The review will look at the province’s response to the opioid crisis and attempt to find a balance between the health services provided by Alberta’s half-dozen supervised drug-use sites and community concerns that crime has increased significantly around the sites, according to Jason Luan, the associate minister of Mental Health and Addictions.

The move is similar to one undertaken by Ontario’s Progressive Conservative government. That province has capped the number of supervised drug-use sites in certain areas and has required operators to shift their focus to providing more treatment services.

Meantime, Statistics Canada reported this week the life expectancy in Canada has stopped increasing for the first time in more than four decades, due largely to soaring overdose deaths in the Western provinces.

Legislature scandal: The turmoil surrounding the office of B.C.'s Speaker erupted once again this week with news that Speaker Darryl Plecas had a private forensic team collect data from the computers of two senior legislative officers – the acting Clerk of the House and the acting Sergeant-at-Arms.

Mr. Plecas maintains he is simply “safeguarding data” after the previous, permanent occupants of those offices were marched out of the legislature last year and placed on leave.

The Opposition Liberal house leader released notes of a meeting between the three house leaders and Mr. Plecas that quotes him as referring to a report written by retired Supreme Court of Canada chief justice Beverly McLachlin about spending irregularities at the legislature as “pathetic” and “stupid."

Liberal House Leader Mary Polak described his behaviour as bullying, but Mr. Plecas said he did not act inappropriately.

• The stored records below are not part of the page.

PR #965, opened 2019-04-03
Remove docker login from Travis build

chwarr:
The bondciimages.azurecr.io has been configured for anonymous read-only
access, so the `docker login` step is no longer needed.


lalo:
@chwarr travis is failing to pull, is this the intention and later patch it with correct settings? https://travis-ci.org/Microsoft/bond/jobs/514944554

chwarr:
Nope. The failure to pull indicate something odd is going on with the repository. I need to follow up with the ACR team.

chwarr:
@lalo: ready for squash merge.

PR #972, opened 2019-05-07
Switch to microsoft/bond casing

chwarr:
Microsoft has renamed its GitHub organization from "Microsoft" to
"microsoft". This commit fixes various paths, as not all tools are able
to follow the Microsoft -> microsoft redirects that are in place.

These replacements were made with the following script:

    for f in $(grep -l -r -e 'github.com/Microsoft' -e 'Microsoft/bond' -e 'Microsoft.github.io' *); do
        sed -i -e 's~github.com/Microsoft~github.com/microsoft~g; s~Microsoft/bond~microsoft/bond~g;s~Microsoft.github.io~microsoft.github.io~g' "$f"
    done


sapek:
LGTM

PR #975, opened 2019-05-20
Move maybe::operator== back from maybe_common to maybe implementations

volka:
The move of the maybe::operator== from the two variants to the common
base maybe_common causes an ambiguity with the allocator operator==
from libstdc++ in GCC 9.1. Moving them back to the variants fixes this
issue.

More detailed description:

When compiling Bond 8.1 code with gcc 9.1.0 / the current libstdc++, I get an ambiguous overload error for the

    friend bool operator==(const maybe_common& lhs, const maybe_common& rhs)

from maybe.h line 195. The ambiguous other operator being

    operator==(const allocator<_T1>&, const allocator<_T2>&)

from allocator.h:168 (and another similar one from new_allocator.h).

Moving the shared operator== implementation from maybe_common to both of the maybe variants fixes the issue, but I'm not sure if this is the best approach. See the attached patch. I'm also not sure what else would need to be updated.

### DIFF
--- a/CHANGELOG.md
+++ b/CHANGELOG.md
@@ -15,6 +15,7 @@ different versioning scheme, following the Haskell community's
 * `gbc` & compiler library: TBD
 * IDL core version: TBD
 * C++ version: minor bump needed
+* Fixed ambiguous call to maybe::operator== that breaks GCC 9 build
 * C# NuGet version: TBD
 
 ### C++ ###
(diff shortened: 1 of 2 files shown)


chwarr:
This looks fine to me. Can you add a note to the changelog in the unreleased C++ section?

chwarr:
I appear to have broken the CI builds (the images we use are no longer present). I've opened issue #979 about this. Until that's resolved, this cannot be merged. I don't expect @volka to fix this however, since it's an infrastructure problem unrelated to this change.

PR #976, opened 2019-05-20
Use new `az acr repository delete --image` syntax

chwarr:
The old syntax for deleting by a manifest no longer works with newer
versions of the az CLI tool. This switches to the newer `--image
repository@manifest` syntax.

This should fix the [image cleanup job failures](https://dev.azure.com/msazure/One/_build?definitionId=21361) that we've been seeing.


chwarr:
Thanks. The clean up [job](https://dev.azure.com/msazure/One/_build/results?buildId=22288112) is passing now.

PR #986, opened 2019-07-07
Minor proposal on string 114

kant:


chwarr:
This is just the README, so the build failures aren't relevant. Merging.
Thank you.

PR #987, opened 2019-07-08
Improve OutputBuffer Grow method for large buffers

ConradBrean:
Current Grow implementation works inefficiently for
buffer sizes larger than 2/3 of int.MaxValue. After that size,
each grow will result in small incremental resize to the next
required count, copying huge amounts of data each time.

### DIFF
--- a/cs/src/core/io/safe/OutputBuffer.cs
+++ b/cs/src/core/io/safe/OutputBuffer.cs
@@ -220,9 +220,14 @@ namespace Bond.IO.Safe
         // Grow the buffer so that there is enough space to write 'count' bytes
         internal virtual void Grow(int count)
         {
-            var minLength = position + count;
+            int minLength = position + count;
             length += length >> 1;
-            if (length < minLength) length = minLength;
+
+            const int ArrayIndexMaxValue = 0x7FFFFFC7;
+            if ((uint)length > ArrayIndexMaxValue)
+                length = ArrayIndexMaxValue;
+            if (length < minLength)
+                length = minLength;
 
             Array.Resize(ref buffer, length);
         }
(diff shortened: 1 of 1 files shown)


cs/src/core/io/safe/OutputBuffer.cs
```diff
@@ -220,9 +220,14 @@ public virtual void WriteString(Encoding encoding, string value, int size)
         // Grow the buffer so that there is enough space to write 'count' bytes
         internal virtual void Grow(int count)
         {
-            var minLength = position + count;
+            int minLength = position + count;
             length += length >> 1;
-            if (length < minLength) length = minLength;
+
+            const int ArrayIndexMaxValue = 0x7FFFFFC7;
+            if ((uint)length > ArrayIndexMaxValue)
```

Premier John Horgan said there are no plans to attempt to replace Mr. Plecas with another Speaker.

Outside prosecutor: Alberta’s crown prosecutors are bringing in an out-of-province counsel to help direct an ongoing RCMP investigation into the ruling United Conservative Party that could involve both Premier Jason Kenney and his justice minister.

The race has been marred by allegations Mr. Kenney’s campaign worked to prop up a “kamikaze candidate” who helped defeat the Premier’s main rival, former Wildrose Party Leader Brian Jean, as well as serious irregularities in the ballots cast in the race. The RCMP has questioned people in both Edmonton and Calgary, and Alberta’s elections commissioner has levied nearly $90,000 in fines so far as a parallel investigation continues.

Carbon tax: The Saskatchewan government has filed notice that it is taking its challenge of the federal carbon tax to the Supreme Court of Canada. Justice Minister Don Morgan says the province will ask the high court to rule on whether the tax is constitutional and whether Ottawa has the jurisdiction to impose it. Saskatchewan’s Court of Appeal ruled in a split decision earlier this month that the tax is constitutional.

Opinion:

Gary Mason on tough times in the B.C. forestry sector: “There are some difficult days ahead for many in the province. Along with the expected forest fires this summer, some forest companies could go up in smoke, too.”

Senator Elaine McCoy on the tanker ban legislation: “Passing legislation from the House of Commons should not be a perfunctory practice, carried out even when the evidence shows that lasting damage may be done. The Senate needs to fulfill its role and stand up for the constitutional rights of Canadians. It’s time to stop Bill C-48.”

Editorial board on Alberta’s oil habit: “A better legacy for Mr. Kenney would be that of the politician who had the foresight to see beyond the election cycle, and the courage to tell Albertans that now is the time to start putting away money for a very different future.”